ADRIANO E QUEL "BATTESIMO" A MADRID...

MILANO - E' una notte di mezza estate, l'estate del 2001. Adriano atterra sul pianeta-Inter a Madrid, stadio "Santiago Bernabeu", amichevole d'agosto contro il Real. Il ragazzo è l'ultimo a salire sul volo che porta i nerazzurri in Spagna per un test di prestigio, seppur affrontato con molte assenze importanti: Adriano ha forse due allenamenti nelle gambe, tanta mascherata curiosità e poche parole, è un ragazzo alto e lungo, timido, quasi impacciato, arriva da Rio e si porta dietro una storia, solo calcisticamente legata allo sganciamento definitivo di Vampeta. Lo chiamano il "nuovo Ronaldo". Quello vero (ancora nerazzurro) gli fa da fratello maggiore. Vabbè, si chiede la gente, ma chi è questo Adriano?

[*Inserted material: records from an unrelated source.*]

PR #2057, opened 2024-02-12
Add PR Template

jmaeng72:
I believe that having a standard PR template will help clarify PRs for reviewers and help developers go through testing processes

### DIFF
--- a/.github/pull_request_template.md
+++ b/.github/pull_request_template.md
@@ -21,8 +21,8 @@ Please put in details of performance results from testing in WL
 # Checklist
 
 - [ ] I have updated/added unit and integration tests that prove my fix is effective or that my feature works
-- [ ] New and existing unit tests pass locally with my changes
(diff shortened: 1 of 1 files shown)


.github/pull_request_template.md
```diff
@@ -0,0 +1,29 @@
...
+
+### What areas of the application does this impact?
+
+List impacted areas.
+
+# Testing
+
+### Performance Test Results
+
+Please put in details of performance results from testing in WL
```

A domanda, risposta. Adriano entra in campo sul finire del secondo tempo, il capolinea dell'amichevole è vicino, tutto scorre su binari consueti, si pensa già alla cena, alla prossima volta, al volo di rientro in Italia, al Ferragosto in montagna o al mare. Poi, appunto, entra in campo Adriano. Prende la palla e, in velocità, ne scarta due. Al secondo tentativo ne fa fuori tre, come birilli. E' potenza e tecnica, personalità e sanissimo coraggio. "Questo arriva da Marte!", urla un giornalista in tribuna-stampa. Persino i cronisti spagnoli sono più interessarti al giovane brasiliano nerazzurro piuttosto che all'esordio del loro Real, dopo il ritiro estivo, allo stadio "Bernabeu". E non è finita qui.

Adriano conquista una punizione al limite dell'area. Si guarda attorno, nota che i nuovi compagni lo fissano sbalorditi e, la scena è capovolta rispetto alla partenza da Milano, adesso sono proprio i compagni quelli increduli e rapiti. Allora, senza tanti complimenti, Adriano sistema la palla e calcia lui. Non è un semplice tiro, il suo. E' un boato, un terremoto tecnico, l'urlo di una realtà. Quel tiro è un gol, non può essere altro.

Ieri, 21 gennaio 2004, l'Inter ha completato il riscatto dal Parma di Adriano, che era stato ceduto in comproprietà biennale al club emiliano nel giugno 2002. "Sono tornato a casa", ha dichiarato il brasiliano a Inter Channel appena messo piede al "Giuseppe Meazza" per assistere alla gara di Tim Cup vinta 3-1 dai nerazzurri (Andy Van der Meyde, Obafemi Martins e Julio Ricardo Cruz su rigore gli autori dei gol). Al termine della gara l'attaccante è stato negli spogliatoi per salutare Alberto Zaccheroni e i compagni. Quindi, poco prima dell'ora di cena, insieme con Giacinto Facchetti è stato da Massimo Moratti, per un saluto che voleva e doveva essere anche un ringraziamento. "Se non ci fosse stata l'Inter, l'Inter di Moratti, magari oggi sarei ancora in Brasile... ", rifletteva Adriano. La fortuna bisogna andarsela a cercare, come qualcuno ha fatto in quella notte di mezza estate a Madrid nel 2001. La fortuna va coltivata ogni giorno, come Adriano ha promesso di voler fare tornando a indossare la maglia nerazzurra.